Proposed Alternative Election of Noteholders

The Company has amended its Tender Offer Statement with respect to the Right of Repurchase ("Amended Notice") to include an alternative election (the "Alternative Election") that will be available to all remaining Holders of Notes to reflect the terms of a proposed restructuring of the Notes that has been agreed to with its three largest Noteholders (the "Restructuring"). The Company anticipates that, subject to shareholder approval, each Holder will have the option to require the Company to purchase all or a portion of their Notes for the following consideration for each $1,000 in principal amount of Notes: (i) $200 in cash, (ii) 147.06 common shares, (iii) $300 of amended notes which will remain outstanding under the indenture governing the Notes, as amended, (iv) a Contingent Value Right ("CVR") entitling the holder to a percentage of an award or settlement of the Company's ICSID arbitration claim against the Government of Venezuela with respect to the expropriation of the Company's Brisas Project and any proceeds from the sale of its mining data, and (v) additional cash consideration payable based on each Holder's pro rata percentage of Notes restructured pursuant to the Alternative Election in an aggregate amount of up to $1 million (collectively, the "Alternative Consideration"). The maximum CVR net of taxes and other deductions that will be paid if all Holders elect this proposed alternative transaction will not exceed 5.81% of an award or settlement and sale of the mining data. The Restructuring will be subject to the approval of the Company's shareholders at its annual and special meeting scheduled to be held on June 27, 2012.

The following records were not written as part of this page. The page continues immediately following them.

Issue #867, opened 2017-04-12
Don't send empty string for required param


bbangert:
Per Sentry issue, https://sentry.prod.mozaws.net/operations/autopush-prod/issues/383827/

```
ValidationException: ValidationException: 400 Bad Request
{u'__type': u'com.amazon.coral.validate#ValidationException', u'message': u'ExpressionAttributeValues contains invalid value: One or more parameter values were invalid: An AttributeValue may not contain an empty string for key :router_data'}
```

Traceback:
```
ValidationException: ValidationException: 400 Bad Request
{u'__type': u'com.amazon.coral.validate#ValidationException', u'message': u'ExpressionAttributeValues contains invalid value: One or more parameter values were invalid: An AttributeValue may not contain an empty string for key :router_data'}
  File "twisted/python/threadpool.py", line 246, in inContext
    result = inContext.theWork()
  File "twisted/python/threadpool.py", line 262, in <lambda>
    inContext.theWork = lambda: context.call(ctx, func, *args, **kw)
  File "twisted/python/context.py", line 118, in callWithContext
    return self.currentContext().callWithContext(ctx, func, *args, **kw)
  File "twisted/python/context.py", line 81, in callWithContext
    return func(*args,**kw)
  File "autopush/db.py", line 292, in wrapper
    return func(self, *args, **kwargs)
  File "autopush/db.py", line 718, in register_user
    return_values="ALL_OLD",
  File "boto/dynamodb2/layer1.py", line 2765, in update_item
    body=json.dumps(params))
  File "boto/dynamodb2/layer1.py", line 2842, in make_request
    retry_handler=self._retry_handler)
  File "boto/connection.py", line 954, in _mexe
    status = retry_handler(response, i, next_sleep)
  File "boto/dynamodb2/layer1.py", line 2882, in _retry_handler
    response.status, response.reason, data)
```

pjenvey:
already fixed in #870, test added in #881

PR #881, opened 2017-04-24
fix: revert registration's strict critical failure check

### LINKED ISSUE #880: Revert registration's critical_failure UAID check
This is causing more trouble than it's worth for clients, e.g.:

https://bugzilla.mozilla.org/show_bug.cgi?id=1358689

Reregistering should clear out these errors but the critical_failure prevents them from doing so.

pjenvey:
was causing more trouble than it's worth for clients

also add an already passing test for #867 (fixed in b1312db)

fixes #880, #867

### DIFF
--- a/autopush/web/registration.py
+++ b/autopush/web/registration.py
@@ -59,20 +59,10 @@ class RegistrationSchema(Schema):
         chid = req['path_kwargs'].get('chid', router_data.get("channelID"))
         if uaid:
             try:
-                u_uuid = uuid.UUID(uaid)
+                uuid.UUID(uaid)
             except (ValueError, TypeError):
                 raise InvalidRequest("Invalid Request UAID",
                                      status_code=401, errno=109)
-            # Check if the UAID has a 'critical error' which means that it's
-            # probably invalid and should be reset/re-registered
-            try:
-                record = self.context['settings'].router.get_uaid(u_uuid.hex)
-                if record.get('critical_failure'):
-                    raise InvalidRequest("Invalid Request UAID",
-                                         status_code=410, errno=105)
-            except ItemNotFound:
-                pass
-
         if chid:
             try:
                 uuid.UUID(chid)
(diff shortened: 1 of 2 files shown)


bbangert:
Commit message should be 'Closes'

autopush/web/registration.py
```diff
@@ -59,20 +59,10 @@ def extract_data(self, req):
...
-                u_uuid = uuid.UUID(uaid)
+                uuid.UUID(uaid)
             except (ValueError, TypeError):
                 raise InvalidRequest("Invalid Request UAID",
                                      status_code=401, errno=109)
-            # Check if the UAID has a 'critical error' which means that it's
-            # probably invalid and should be reset/re-registered
-            try:
-                record = self.context['settings'].router.get_uaid(u_uuid.hex)
-                if record.get('critical_failure'):
```
bbangert: If it's a critical failure, what is the appropriate behavior? I'm worried about the reasoning for these changes being lost since it happened purely in an IRC chat afaik.

jrconlin:
The problem occurred because there were some records that were recorded into our database that did not have proper senderIDs specified. This was due partly to the mixup regarding stage vs. prod senderids and some very early devices not specifying the senderid they required. This was resolved, and many of the effected devices cycled out, but there are still occasional records that occur, leading to Sentry errors. 

The only work around is to completely uninstall firefox from the remote device, and then reinstall so that the proper configuration can be fetched and stored.

This is a "critical failure" because there is no way for us to communicate to these clients. The original fix attempted to resolve this problem by invoking a force reset when a device attempted to register a new channel. Unfortunately, that code path on the client does not support force resets at this time, causing the device to simply try again with the invalid data. That is why this patch was considered "not worth the effort" and the revert was recommended.

bbangert:
Thanks. So in this case we will accept it, even though its doomed, to avoid having the client continue to retry, yes?

jrconlin:
Yes. The number of impacted clients is small, and diminishing, so we may occasionally see Sentry errors about this, but it's not something that can be addressed with the current systems interactions.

In the event that the Restructuring is not approved by the shareholders, in lieu of the transaction described above, the June 15, 2012 Noteholder put option (the "Put Option") will be deferred until September 14, 2012 for Holders, including the three largest Noteholders, that have made the Alternative Election and the terms of the Notes subject to the Alternative Election will be amended in certain other respects as described in the Amended Notice.

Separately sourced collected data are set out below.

Issue #882, opened 2017-04-26
Use consistent log field names and avoid mixing types


bbangert:
For logging, if its the same info, it should have the same field name everywhere. Otherwise it's easy to exclude it from our parquet files accidentally. I have no strong opinion on which name is used in any of these cases, but they need a consistent name.

Here are the ones I've identified thus far:
- channel_id
- channelID
- uaid (https://github.com/mozilla-services/autopush/blob/master/autopush/web/webpush.py#L419)
- uaid_hash (https://github.com/mozilla-services/autopush/blob/master/autopush/web/webpush.py#L447)
- ttl (appears to be the same as below, but logged in a different spot)
- message_ttl

For mixed types, we use an empty string when no status or logged_status is present which can mess up analysis. We should use a known 'null' value like 0 instead of "" when logging numbers and want to log a lack of one.

bbangert:
Closed by #883.

PR #883, opened 2017-04-27
feat: add parquet unified schema and cleanup logging messages

### LINKED ISSUE #874: Create single parquet schema for autopush
The PR here (#832) should be modified and re-opened by our team with a single schema. Starting from the code in this closed PR is a good start, and instead of separate schemas for each index as the PR has, a single schema including all the fields we want to capture should be made.

We could do this by starting from the more thorough of the existing schemas, and just ensure it has all the optional fields from both places.

bbangert:
Adds a unified parquet stream for all log messages with a message
matcher for necessary endpoint and connection node messages.
Logging fields were cleaned up for consistency and status code
logging uses a 0 instead of "" to avoid mixing types.

Closes #874, #882

### DIFF
--- a/parquet_schemas/autopush/push.cfg
+++ b/parquet_schemas/autopush/push.cfg
@@ -1,0 +1,46 @@
+-- vim:ft=lua
+message_matcher = message_matcher .. " && (Fields[Fields.message] == 'Successful delivery' || Fields[Fields.message] == 'Router miss, message stored.' || Fields[Fields.message] == 'Request timings'"
+message_matcher = message_matcher .. " || Fields[Fields.message] == 'hello' || Fields[Fields.message] == 'Register' || Fields[Fields.message] == 'Unregister' || Fields[Fields.message] == 'Ack' || Fields[Fields.message] == 'Nack')"
+
+s3_path_dimensions = {
+	{name="log", source="Type"},
+	{name="date", source="Fields[Date]"},
+	{name="hour", source="Fields[Hour]"},
+}
+
+parquet_schema = [=[
+message Log {
+    required int64 Timestamp;
+    optional binary Type (UTF8);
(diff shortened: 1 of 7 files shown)


parquet_schemas/autopush/push.cfg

Assuming that all Notes other than those held by the three largest Holders are surrendered for repurchase, then together with the maximum principal amount of $12.7 million of Notes that are to be surrendered by the three largest Holders in connection with the Put Option, the Company anticipates that it will utilize a maximum of $40.6 million of cash and, depending on the election of the Holders, may issue from 11.4 million to 13.2 million common shares to repurchase the Notes in connection with the restructuring.

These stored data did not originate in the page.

PR #885, opened 2017-05-02
refactor: rearrange main around app (MultiService) objects

### LINKED ISSUE #465: Refactor main.py into well structured server setup and separate CLI parser

pjenvey:
- drive apps from settings as much as possible
- push some initialization into customized factories
- split arg parsing out into its own module

fixes #465

### DIFF
--- a/autopush/main_argparse.py
+++ b/autopush/main_argparse.py
@@ -1,0 +1,258 @@
+"""autopush/autoendpoint/etc script command line parsing"""
+import configargparse
+
+
+def add_shared_args(parser):
+    """Add's a large common set of shared arguments"""
+    parser.add_argument('--config-shared',
+                        help="Common configuration file path",
+                        dest='config_file', is_config_file=True)
+    parser.add_argument('--debug', help='Debug Info.', action="store_true",
+                        default=False, env_var="DEBUG")
+    parser.add_argument('--log_level', help='Log level to log', type=str,
+                        default="", env_var="LOG_LEVEL")
+    parser.add_argument('--log_output', help="Log output, stdout or filename",
+                        default="stdout", env_var="LOG_OUTPUT")
+    parser.add_argument('--firehose_stream_name', help="Firehose Delivery"
+                        " Stream Name", default="", env_var="STREAM_NAME",
+                        type=str)
+    parser.add_argument('--crypto_key', help="Crypto key for tokens",
+                        default=[], env_var="CRYPTO_KEY", type=str,
+                        action="append")
+    parser.add_argument('--key_hash', help="Key to hash IDs for storage",
+                        default="", env_var="KEY_HASH", type=str)
+    parser.add_argument('--datadog_api_key', help="DataDog API Key", type=str,
+                        default="", env_var="DATADOG_API_KEY")
+    parser.add_argument('--datadog_app_key', help="DataDog App Key", type=str,
+                        default="", env_var="DATADOG_APP_KEY")
+    parser.add_argument('--datadog_flush_interval',
+                        help="DataDog Flush Interval", type=int,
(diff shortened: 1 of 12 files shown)


autopush/tests/test_integration.py
```diff
@@ -354,135 +348,75 @@ def wait_for(self, func):
...
-            skip_request_logging
-        )
-        from autopush.settings import AutopushSettings
-        from autopush.web.message import MessageHandler
-        from autopush.web.registration import RegistrationHandler
-        from autopush.web.simplepush import SimplePushHandler
-        from autopush.web.webpush import WebPushHandler
+    endpoint_port = 9020
+
+    _endpoint_defaults = dict(
```
jrconlin: 👍 I like gathering the defaults like this. Nice and readable.

autopush/tests/test_integration.py
```diff
@@ -706,7 +638,7 @@ def test_basic_last_connect(self):
         yield client.disconnect()
         times = 0
         while times < 10:
-            c = yield deferToThread(self._settings.router.get_uaid,
+            c = yield deferToThread(self.conn.settings.router.get_uaid,
```
jrconlin: nit: Should we indent the same way we do with l#624 above?

autopush/main_argparse.py
```diff
@@ -0,0 +1,258 @@
...
+    # Apple Push Notification system (APNs) for iOS
+    # credentials consist of JSON struct containing a channel type
+    # followed by the settings,
+    # e.g. {'firefox':{'cert': 'path.cert', 'key': 'path.key',
+    #                  'sandbox': false}, ... }
+    parser.add_argument('--apns_creds', help="JSON dictionary of "
+                                             "APNS settings",
+                        type=str, default="",
+                        env_var="APNS_CREDS")
+    # UDP
```
pjenvey: I could nuke it in this PR but I'd prefer logging a separate issue for this. This change is so large that I'd rather play it safe to keep the main -> main_args delta as straightforward as possible

autopush/tests/test_integration.py
```diff
@@ -354,135 +348,75 @@ def wait_for(self, func):
                 break
 
 
+ROUTER_TABLE = os.environ.get("ROUTER_TABLE", "router_int_test")
+STORAGE_TABLE = os.environ.get("STORAGE_TABLE", "storage_int_test")
+MESSAGE_TABLE = os.environ.get("MESSAGE_TABLE", "message_int_test")
```
pjenvey: Great question but these were already here before this change

autopush/settings.py
```diff
@@ -163,9 +178,28 @@ def __init__(self,
             self.endpoint_hostname,
             endpoint_port
         )
+
+        # not accurate under autoendpoint
```
pjenvey: Sorry, this is basically a TODO since I'll be touching Settings next. Some settings are specific to endpoint or connection, e.g. "router_url" -- only used in websocket and produces a bogus value under the endpoint. I'm adding ws_url in the same manner, for now.

I will be cleaning that up -- pretty tempted to separate the Settings per endpoint/connection to follow suit w/ the App objects (test_integration's already half way there)

autopush/main_argparse.py
jrconlin: agreed. filed https://github.com/mozilla-services/autopush/issues/886

autopush/tests/test_integration.py
jrconlin: Ah, indeed, didn't see them further down.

In order to surrender the Notes for repurchase pursuant to the Put Option, Holders must deliver a Repurchase Notice to The Bank of New York Mellon, as successor in interest to the Bank of New York, the Trustee and paying agent for the Notes under the Indenture, no later than 5:00 p.m., New York City time, on June 15, 2012. Holders of Notes complying with the transmittal procedures of The Depository Trust Company need not submit a physical Repurchase Notice to The Bank of New York Mellon. Holders may withdraw any Notes previously surrendered for repurchase pursuant to the Put Option at any time no later than 5 p.m., EDT, on June 15, 2012.

Holders that wish to elect the Alternative Election must deliver a letter of transmittal no later than 5:00 p.m., New York City time, on June 29, 2012 pursuant to the instructions in the Amended Notice.

Pursuant to the Indenture, the Notes are currently convertible into 132.626 shares of the Company's common stock per $1,000 principal amount of Notes, subject to adjustment under certain circumstances.

The Company will make available to Holders, through The Depository Trust Company, documents specifying the terms, conditions and procedures for surrendering and withdrawing Notes for repurchase. Holders are encouraged to read these documents carefully before making any decision with respect to the surrender of the Notes, because these documents contain important information regarding the details of the Company's obligation to repurchase the Notes.